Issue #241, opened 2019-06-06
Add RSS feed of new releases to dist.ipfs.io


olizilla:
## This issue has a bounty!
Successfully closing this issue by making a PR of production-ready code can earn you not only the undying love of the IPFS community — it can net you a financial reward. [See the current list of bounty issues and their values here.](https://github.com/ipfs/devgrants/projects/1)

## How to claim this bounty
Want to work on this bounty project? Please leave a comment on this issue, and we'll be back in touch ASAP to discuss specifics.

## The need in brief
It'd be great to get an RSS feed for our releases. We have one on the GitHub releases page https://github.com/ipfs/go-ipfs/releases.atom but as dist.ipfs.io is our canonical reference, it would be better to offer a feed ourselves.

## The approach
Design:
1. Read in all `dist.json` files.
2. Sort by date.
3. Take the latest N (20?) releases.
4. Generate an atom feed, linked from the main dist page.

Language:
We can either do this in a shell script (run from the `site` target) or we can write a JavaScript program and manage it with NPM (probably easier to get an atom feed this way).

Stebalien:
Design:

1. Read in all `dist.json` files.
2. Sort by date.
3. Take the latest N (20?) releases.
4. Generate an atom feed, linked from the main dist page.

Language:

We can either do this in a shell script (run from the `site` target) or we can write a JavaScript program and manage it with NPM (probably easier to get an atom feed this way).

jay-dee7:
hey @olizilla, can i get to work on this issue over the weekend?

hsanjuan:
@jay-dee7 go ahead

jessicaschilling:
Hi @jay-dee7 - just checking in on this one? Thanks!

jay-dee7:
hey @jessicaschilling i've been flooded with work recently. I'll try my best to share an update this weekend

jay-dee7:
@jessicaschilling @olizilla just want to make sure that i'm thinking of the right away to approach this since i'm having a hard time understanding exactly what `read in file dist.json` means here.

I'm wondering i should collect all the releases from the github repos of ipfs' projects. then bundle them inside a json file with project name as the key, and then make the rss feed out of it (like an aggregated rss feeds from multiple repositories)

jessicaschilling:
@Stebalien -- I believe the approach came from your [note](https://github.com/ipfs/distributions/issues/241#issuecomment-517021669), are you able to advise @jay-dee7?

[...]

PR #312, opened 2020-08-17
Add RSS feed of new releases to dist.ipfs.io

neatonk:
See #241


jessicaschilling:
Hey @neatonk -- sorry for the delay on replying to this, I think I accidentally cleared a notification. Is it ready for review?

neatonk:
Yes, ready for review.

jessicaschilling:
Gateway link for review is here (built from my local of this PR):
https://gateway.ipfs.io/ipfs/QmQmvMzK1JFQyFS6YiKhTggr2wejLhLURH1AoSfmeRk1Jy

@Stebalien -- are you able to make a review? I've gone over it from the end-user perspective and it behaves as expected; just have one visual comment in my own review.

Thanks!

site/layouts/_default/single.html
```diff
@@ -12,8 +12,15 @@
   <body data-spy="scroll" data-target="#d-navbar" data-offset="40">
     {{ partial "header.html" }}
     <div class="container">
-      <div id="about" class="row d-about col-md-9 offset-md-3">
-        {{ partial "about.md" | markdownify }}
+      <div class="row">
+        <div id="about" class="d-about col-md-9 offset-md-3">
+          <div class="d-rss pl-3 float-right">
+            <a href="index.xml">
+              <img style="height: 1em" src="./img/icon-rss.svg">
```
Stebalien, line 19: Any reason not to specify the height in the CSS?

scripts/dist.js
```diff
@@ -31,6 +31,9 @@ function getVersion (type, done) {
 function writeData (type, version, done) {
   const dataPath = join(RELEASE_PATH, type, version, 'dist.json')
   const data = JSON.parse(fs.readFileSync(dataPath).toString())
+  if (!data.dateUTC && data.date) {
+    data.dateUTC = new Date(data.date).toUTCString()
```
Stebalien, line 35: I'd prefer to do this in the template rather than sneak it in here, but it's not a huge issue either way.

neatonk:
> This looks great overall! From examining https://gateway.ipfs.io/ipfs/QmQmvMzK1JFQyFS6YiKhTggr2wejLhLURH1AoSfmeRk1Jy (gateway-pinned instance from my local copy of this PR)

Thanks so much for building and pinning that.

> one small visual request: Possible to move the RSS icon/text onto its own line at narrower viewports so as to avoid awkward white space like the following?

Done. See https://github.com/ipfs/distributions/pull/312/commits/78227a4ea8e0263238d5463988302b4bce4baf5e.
####
• INSTRUCTIONS FOR THE TASK:
Transcribe the lines from the first line of the records through the line that contains "## The need in brief", both included, and add nothing else.

• RESPONSE AREA:
Issue #241, opened 2019-06-06
Add RSS feed of new releases to dist.ipfs.io


olizilla:
## This issue has a bounty!
Successfully closing this issue by making a PR of production-ready code can earn you not only the undying love of the IPFS community — it can net you a financial reward. [See the current list of bounty issues and their values here.](https://github.com/ipfs/devgrants/projects/1)

## How to claim this bounty
Want to work on this bounty project? Please leave a comment on this issue, and we'll be back in touch ASAP to discuss specifics.

## The need in brief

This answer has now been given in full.